Stored dataset items:
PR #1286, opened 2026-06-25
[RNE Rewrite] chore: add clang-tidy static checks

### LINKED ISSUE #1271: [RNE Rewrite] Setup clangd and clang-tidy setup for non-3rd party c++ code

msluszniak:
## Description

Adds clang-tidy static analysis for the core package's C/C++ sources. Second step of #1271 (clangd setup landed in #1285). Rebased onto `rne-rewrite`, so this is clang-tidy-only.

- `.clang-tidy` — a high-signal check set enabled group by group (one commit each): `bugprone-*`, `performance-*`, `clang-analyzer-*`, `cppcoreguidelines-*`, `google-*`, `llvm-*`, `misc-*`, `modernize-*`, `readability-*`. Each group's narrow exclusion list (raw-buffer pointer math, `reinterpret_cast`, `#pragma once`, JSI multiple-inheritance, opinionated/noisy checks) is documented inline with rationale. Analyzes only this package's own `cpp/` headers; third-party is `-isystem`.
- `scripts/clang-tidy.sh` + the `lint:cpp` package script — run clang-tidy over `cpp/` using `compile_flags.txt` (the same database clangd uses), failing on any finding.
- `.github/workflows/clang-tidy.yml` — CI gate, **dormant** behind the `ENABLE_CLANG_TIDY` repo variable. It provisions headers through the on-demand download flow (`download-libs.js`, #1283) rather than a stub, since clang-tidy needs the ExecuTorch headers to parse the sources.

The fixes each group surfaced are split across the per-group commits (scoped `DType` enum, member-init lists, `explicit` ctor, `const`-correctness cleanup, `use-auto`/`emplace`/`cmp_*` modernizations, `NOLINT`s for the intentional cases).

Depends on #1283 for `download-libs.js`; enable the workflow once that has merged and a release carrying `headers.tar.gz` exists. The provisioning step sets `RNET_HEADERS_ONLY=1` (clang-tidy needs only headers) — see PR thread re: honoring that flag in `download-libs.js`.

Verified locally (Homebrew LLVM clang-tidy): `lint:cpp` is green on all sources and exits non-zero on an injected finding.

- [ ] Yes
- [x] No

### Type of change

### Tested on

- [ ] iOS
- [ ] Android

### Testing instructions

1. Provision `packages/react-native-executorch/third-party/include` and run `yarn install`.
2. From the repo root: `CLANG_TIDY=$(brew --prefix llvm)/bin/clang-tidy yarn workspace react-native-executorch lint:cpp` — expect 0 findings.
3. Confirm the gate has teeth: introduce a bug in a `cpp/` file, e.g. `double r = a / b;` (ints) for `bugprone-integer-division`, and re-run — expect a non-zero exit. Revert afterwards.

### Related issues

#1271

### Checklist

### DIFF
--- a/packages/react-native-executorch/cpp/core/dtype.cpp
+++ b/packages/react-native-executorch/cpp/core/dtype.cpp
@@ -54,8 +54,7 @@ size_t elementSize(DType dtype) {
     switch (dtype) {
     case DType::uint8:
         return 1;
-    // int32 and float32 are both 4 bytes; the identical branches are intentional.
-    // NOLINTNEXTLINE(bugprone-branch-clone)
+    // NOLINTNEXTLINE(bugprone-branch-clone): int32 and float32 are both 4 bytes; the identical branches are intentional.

=== Exercise requirements ===
Line by line, retype the data exactly as written.

=== Written solution ===
PR #1286, opened 2026-06-25
[RNE Rewrite] chore: add clang-tidy static checks

### LINKED ISSUE #1271: [RNE Rewrite] Setup clangd and clang-tidy setup for non-3rd party c++ code

msluszniak:
## Description

Adds clang-tidy static analysis for the core package's C/C++ sources. Second step of #1271 (clangd setup landed in #1285). Rebased onto `rne-rewrite`, so this is clang-tidy-only.

- `.clang-tidy` — a high-signal check set enabled group by group (one commit each): `bugprone-*`, `performance-*`, `clang-analyzer-*`, `cppcoreguidelines-*`, `google-*`, `llvm-*`, `misc-*`, `modernize-*`, `readability-*`. Each group's narrow exclusion list (raw-buffer pointer math, `reinterpret_cast`, `#pragma once`, JSI multiple-inheritance, opinionated/noisy checks) is documented inline with rationale. Analyzes only this package's own `cpp/` headers; third-party is `-isystem`.
- `scripts/clang-tidy.sh` + the `lint:cpp` package script — run clang-tidy over `cpp/` using `compile_flags.txt` (the same database clangd uses), failing on any finding.
- `.github/workflows/clang-tidy.yml` — CI gate, **dormant** behind the `ENABLE_CLANG_TIDY` repo variable. It provisions headers through the on-demand download flow (`download-libs.js`, #1283) rather than a stub, since clang-tidy needs the ExecuTorch headers to parse the sources.

The fixes each group surfaced are split across the per-group commits (scoped `DType` enum, member-init lists, `explicit` ctor, `const`-correctness cleanup, `use-auto`/`emplace`/`cmp_*` modernizations, `NOLINT`s for the intentional cases).

Depends on #1283 for `download-libs.js`; enable the workflow once that has merged and a release carrying `headers.tar.gz` exists. The provisioning step sets `RNET_HEADERS_ONLY=1` (clang-tidy needs only headers) — see PR thread re: honoring that flag in `download-libs.js`.

Verified locally (Homebrew LLVM clang-tidy): `lint:cpp` is green on all sources and exits non-zero on an injected finding.

- [ ] Yes
- [x] No

### Type of change

### Tested on

- [ ] iOS
- [ ] Android

### Testing instructions

1. Provision `packages/react-native-executorch/third-party/include` and run `yarn install`.
2. From the repo root: `CLANG_TIDY=$(brew --prefix llvm)/bin/clang-tidy yarn workspace react-native-executorch lint:cpp` — expect 0 findings.
3. Confirm the gate has teeth: introduce a bug in a `cpp/` file, e.g. `double r = a / b;` (ints) for `bugprone-integer-division`, and re-run — expect a non-zero exit. Revert afterwards.

### Related issues

#1271

### Checklist

### DIFF
--- a/packages/react-native-executorch/cpp/core/dtype.cpp
+++ b/packages/react-native-executorch/cpp/core/dtype.cpp
@@ -54,8 +54,7 @@ size_t elementSize(DType dtype) {
     switch (dtype) {
     case DType::uint8:
         return 1;
-    // int32 and float32 are both 4 bytes; the identical branches are intentional.
-    // NOLINTNEXTLINE(bugprone-branch-clone)
+    // NOLINTNEXTLINE(bugprone-branch-clone): int32 and float32 are both 4 bytes; the identical branches are intentional.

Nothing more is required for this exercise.